> RECORDS PROVIDED
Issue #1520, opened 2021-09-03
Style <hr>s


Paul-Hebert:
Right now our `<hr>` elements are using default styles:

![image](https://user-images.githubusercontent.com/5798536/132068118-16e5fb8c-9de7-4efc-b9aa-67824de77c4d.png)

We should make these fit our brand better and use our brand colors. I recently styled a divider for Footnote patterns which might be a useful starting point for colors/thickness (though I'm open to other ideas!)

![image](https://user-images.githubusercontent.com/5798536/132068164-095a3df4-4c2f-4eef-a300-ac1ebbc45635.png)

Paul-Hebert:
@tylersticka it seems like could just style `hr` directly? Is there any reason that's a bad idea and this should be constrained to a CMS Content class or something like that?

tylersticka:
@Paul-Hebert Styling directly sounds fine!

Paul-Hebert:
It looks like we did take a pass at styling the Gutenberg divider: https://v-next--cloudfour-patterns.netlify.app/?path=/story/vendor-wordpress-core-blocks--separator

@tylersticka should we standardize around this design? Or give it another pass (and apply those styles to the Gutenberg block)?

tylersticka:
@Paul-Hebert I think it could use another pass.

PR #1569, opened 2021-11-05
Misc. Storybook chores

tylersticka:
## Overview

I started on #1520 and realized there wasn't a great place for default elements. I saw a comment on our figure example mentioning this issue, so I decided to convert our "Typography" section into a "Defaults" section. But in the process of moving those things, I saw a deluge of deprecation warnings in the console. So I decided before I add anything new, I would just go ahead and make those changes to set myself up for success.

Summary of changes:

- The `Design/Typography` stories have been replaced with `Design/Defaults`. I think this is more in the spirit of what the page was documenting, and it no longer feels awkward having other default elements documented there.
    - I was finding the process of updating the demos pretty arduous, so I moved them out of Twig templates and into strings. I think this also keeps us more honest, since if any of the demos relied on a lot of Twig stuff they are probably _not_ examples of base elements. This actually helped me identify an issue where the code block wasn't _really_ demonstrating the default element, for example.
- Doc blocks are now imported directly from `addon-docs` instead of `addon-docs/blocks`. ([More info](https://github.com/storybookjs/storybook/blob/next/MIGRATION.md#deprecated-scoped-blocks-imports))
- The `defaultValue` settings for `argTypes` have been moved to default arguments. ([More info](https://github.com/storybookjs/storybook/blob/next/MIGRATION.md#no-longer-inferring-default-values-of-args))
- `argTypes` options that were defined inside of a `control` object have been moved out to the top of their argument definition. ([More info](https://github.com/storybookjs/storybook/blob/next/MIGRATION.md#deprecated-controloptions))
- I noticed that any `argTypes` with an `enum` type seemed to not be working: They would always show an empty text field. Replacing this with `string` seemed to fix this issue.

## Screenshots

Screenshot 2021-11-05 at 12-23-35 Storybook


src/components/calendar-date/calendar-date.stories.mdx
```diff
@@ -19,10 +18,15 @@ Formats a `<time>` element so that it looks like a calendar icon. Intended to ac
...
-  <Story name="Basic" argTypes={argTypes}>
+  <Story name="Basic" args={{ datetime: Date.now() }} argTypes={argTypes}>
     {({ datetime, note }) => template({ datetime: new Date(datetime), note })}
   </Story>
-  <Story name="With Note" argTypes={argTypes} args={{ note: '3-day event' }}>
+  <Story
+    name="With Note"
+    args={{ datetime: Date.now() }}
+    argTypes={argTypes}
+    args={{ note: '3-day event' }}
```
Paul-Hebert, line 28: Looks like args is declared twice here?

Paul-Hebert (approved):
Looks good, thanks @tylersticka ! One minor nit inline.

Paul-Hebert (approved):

* * *

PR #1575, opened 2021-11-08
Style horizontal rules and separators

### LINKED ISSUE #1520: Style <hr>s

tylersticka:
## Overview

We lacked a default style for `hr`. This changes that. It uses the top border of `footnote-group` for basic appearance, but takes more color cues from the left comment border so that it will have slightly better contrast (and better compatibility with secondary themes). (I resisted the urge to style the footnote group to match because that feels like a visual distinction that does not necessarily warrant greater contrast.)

--

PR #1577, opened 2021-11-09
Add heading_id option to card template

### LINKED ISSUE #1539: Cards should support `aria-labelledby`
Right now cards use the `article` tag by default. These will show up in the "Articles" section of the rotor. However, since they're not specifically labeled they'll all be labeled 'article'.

> ASSIGNMENT
How many of the lines in the data above carry the word "args"? Say the number and nothing else.

> ANSWER SECTION
6